◆ **What you are asked to do**:
Please make an exact transcription of all the data that follows.

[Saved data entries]

PR #375, opened 2026-09-08
Pass EMAIL_VERIFY_HELO_HOST and EMAIL_VERIFY_MAIL_FROM through to the services

joaoppa:
The in-house SMTP verifier reads `EMAIL_VERIFY_HELO_HOST` and `EMAIL_VERIFY_MAIL_FROM`, but neither is in the compose environment block, so on a Docker self-host the values sit in `.env` and never reach the container.

The prober then declines to run rather than guess a HELO name, which is the right call (a bad HELO makes the remote Postfix reject at RCPT, and that reads as "mailbox does not exist", burning good leads). But the visible result is that every contact comes back `unknown` with a message asking for a public fully-qualified HELO hostname that the operator has already set.

This adds the two passthroughs next to the other verification settings in `x-selfhost-env`. Both default to empty, so an install that does not set them behaves exactly as before.

Found on a self-hosted install where the verifier returned `unknown` for every address until the values were injected by hand.

## Summary by CodeRabbit

* **Documentation**
  * Clarified that invalid HELO configuration skips SMTP probes, leaving email addresses with an unknown verification status.
  * Documented optional pre-send email verification, including SMTP probe settings, HELO hostname, sender configuration, fallback behavior, and backend-only scope.

* **Chores**
  * Added configuration options for external email verification through MillionVerifier, including an instance-wide API key.

### DIFF
--- a/.env.example
+++ b/.env.example
@@ -431,6 +431,24 @@ BILLING_PROVIDER=none
 # BOX_OUTLOOK_CLIENT_SECRET=
 
 
+# === Pre-send verification (optional) =========================================
+#
+# The built-in SMTP probe checks an address before a campaign sends to it. It
+# greets the recipient's server with EMAIL_VERIFY_HELO_HOST, which has to be a
+# public fully-qualified name for this instance. Unset, it falls back to the
+# host of APP_URL; when neither is a real public name the probe is skipped and
+# every address stays "unknown", which still sends.
+#
+# Backend only. Never a worker: a worker is a sending IP.
+# EMAIL_VERIFY_HELO_HOST=verify.example.com
+# EMAIL_VERIFY_MAIL_FROM=verify@example.com
+#
+# An instance-wide MillionVerifier key. Every workspace that has not connected
+# its own key is checked through this one, spending its credits, instead of the
+# built-in probe.
+# EMAIL_VERIFY_MILLIONVERIFIER_API_KEY=
+
+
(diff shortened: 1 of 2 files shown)


meszmate:
Merging. Confirmed the gap independently: on `main` there were no `EMAIL_VERIFY_*` keys in `docker-compose.yml` at all, while the backend reads them with `os.Getenv` at `cmd/backend/main.go:1795` and `:2182`, so on a Docker self-host they could never arrive. The fallback made it worse rather than softer, because `emailVerifyHeloHost()` drops back to the host of `APP_URL`, which compose defaults to `localhost`, and `isFQDN` rejects that, so `emailverify.go:285` skipped the probe and every address stayed `unknown`. `configuration.mdx` has documented all of this as settable since it was written, so the docs were describing a path that did not exist.

I pushed two things onto the branch rather than ask for a round trip:

`EMAIL_VERIFY_MILLIONVERIFIER_API_KEY` had the identical gap. It is read at `main.go:1802` and documented at `configuration.mdx:223`, and it was still not forwarded after this PR, so the verification block would have been fixed two thirds of the way. All three now go through.

A pre-send verification section in `.env.example`, since that file is where an operator goes to find a setting and it annotates which variables compose does not forward. Leaving these out of it meant the one place that answers "how do I turn this on" stayed silent.

Also trimmed the compose comment to the one-line house style and put the blank line above the group rather than below, so the SEARCH keys keep their own grouping.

◆ **Your solution**:
PR #375, opened 2026-09-08
Pass EMAIL_VERIFY_HELO_HOST and EMAIL_VERIFY_MAIL_FROM through to the services

joaoppa:
The in-house SMTP verifier reads `EMAIL_VERIFY_HELO_HOST` and `EMAIL_VERIFY_MAIL_FROM`, but neither is in the compose environment block, so on a Docker self-host the values sit in `.env` and never reach the container.

The prober then declines to run rather than guess a HELO name, which is the right call (a bad HELO makes the remote Postfix reject at RCPT, and that reads as "mailbox does not exist", burning good leads). But the visible result is that every contact comes back `unknown` with a message asking for a public fully-qualified HELO hostname that the operator has already set.

This adds the two passthroughs next to the other verification settings in `x-selfhost-env`. Both default to empty, so an install that does not set them behaves exactly as before.

Found on a self-hosted install where the verifier returned `unknown` for every address until the values were injected by hand.

## Summary by CodeRabbit

* **Documentation**
  * Clarified that invalid HELO configuration skips SMTP probes, leaving email addresses with an unknown verification status.
  * Documented optional pre-send email verification, including SMTP probe settings, HELO hostname, sender configuration, fallback behavior, and backend-only scope.

* **Chores**
  * Added configuration options for external email verification through MillionVerifier, including an instance-wide API key.

### DIFF
--- a/.env.example
+++ b/.env.example
@@ -431,6 +431,24 @@ BILLING_PROVIDER=none
 # BOX_OUTLOOK_CLIENT_SECRET=
 
 
+# === Pre-send verification (optional) =========================================
+#
+# The built-in SMTP probe checks an address before a campaign sends to it. It
+# greets the recipient's server with EMAIL_VERIFY_HELO_HOST, which has to be a
+# public fully-qualified name for this instance. Unset, it falls back to the
+# host of APP_URL; when neither is a real public name the probe is skipped and
+# every address stays "unknown", which still sends.
+#
+# Backend only. Never a worker: a worker is a sending IP.
+# EMAIL_VERIFY_HELO_HOST=verify.example.com
+# EMAIL_VERIFY_MAIL_FROM=verify@example.com
+#
+# An instance-wide MillionVerifier key. Every workspace that has not connected
+# its own key is checked through this one, spending its credits, instead of the
+# built-in probe.
+# EMAIL_VERIFY_MILLIONVERIFIER_API_KEY=
+
+
(diff shortened: 1 of 2 files shown)


meszmate:
Merging. Confirmed the gap independently: on `main` there were no `EMAIL_VERIFY_*` keys in `docker-compose.yml` at all, while the backend reads them with `os.Getenv` at `cmd/backend/main.go:1795` and `:2182`, so on a Docker self-host they could never arrive. The fallback made it worse rather than softer, because `emailVerifyHeloHost()` drops back to the host of `APP_URL`, which compose defaults to `localhost`, and `isFQDN` rejects that, so `emailverify.go:285` skipped the probe and every address stayed `unknown`. `configuration.mdx` has documented all of this as settable since it was written, so the docs were describing a path that did not exist.

I pushed two things onto the branch rather than ask for a round trip:

`EMAIL_VERIFY_MILLIONVERIFIER_API_KEY` had the identical gap. It is read at `main.go:1802` and documented at `configuration.mdx:223`, and it was still not forwarded after this PR, so the verification block would have been fixed two thirds of the way. All three now go through.

A pre-send verification section in `.env.example`, since that file is where an operator goes to find a setting and it annotates which variables compose does not forward. Leaving these out of it meant the one place that answers "how do I turn this on" stayed silent.

Also trimmed the compose comment to the one-line house style and put the blank line above the group rather than below, so the SEARCH keys keep their own grouping.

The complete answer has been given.